> What to do
Write out, word for word, every line in the data below from the one containing "- It is not" to the one containing "- It is just", both of them included.

> Records for this task
********************
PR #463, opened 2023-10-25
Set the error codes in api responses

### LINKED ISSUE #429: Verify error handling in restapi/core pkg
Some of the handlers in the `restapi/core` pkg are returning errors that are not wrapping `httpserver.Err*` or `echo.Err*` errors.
********************
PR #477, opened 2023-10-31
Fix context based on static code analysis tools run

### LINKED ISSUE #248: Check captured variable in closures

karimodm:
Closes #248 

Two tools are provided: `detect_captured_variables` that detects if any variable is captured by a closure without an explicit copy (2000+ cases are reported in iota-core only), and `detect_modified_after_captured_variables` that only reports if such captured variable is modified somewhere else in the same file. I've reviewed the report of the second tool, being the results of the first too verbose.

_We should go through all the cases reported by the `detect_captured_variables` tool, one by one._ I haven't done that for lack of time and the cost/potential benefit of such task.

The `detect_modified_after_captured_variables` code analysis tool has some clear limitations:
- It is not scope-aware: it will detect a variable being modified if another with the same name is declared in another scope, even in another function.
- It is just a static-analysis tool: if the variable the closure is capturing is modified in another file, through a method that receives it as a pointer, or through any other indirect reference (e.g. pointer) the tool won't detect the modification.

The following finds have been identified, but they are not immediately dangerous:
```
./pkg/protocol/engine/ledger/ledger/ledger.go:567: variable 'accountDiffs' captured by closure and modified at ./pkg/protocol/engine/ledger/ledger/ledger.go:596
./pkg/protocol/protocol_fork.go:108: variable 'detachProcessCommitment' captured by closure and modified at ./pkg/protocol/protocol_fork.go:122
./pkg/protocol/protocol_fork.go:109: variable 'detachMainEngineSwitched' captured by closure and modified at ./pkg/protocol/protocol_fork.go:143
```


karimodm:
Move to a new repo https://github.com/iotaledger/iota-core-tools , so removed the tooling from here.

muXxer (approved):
********************
> Completed task
- It is not scope-aware: it will detect a variable being modified if another with the same name is declared in another scope, even in another function.
- It is just a static-analysis tool: if the variable the closure is capturing is modified in another file, through a method that receives it as a pointer, or through any other indirect reference (e.g. pointer) the tool won't detect the modification.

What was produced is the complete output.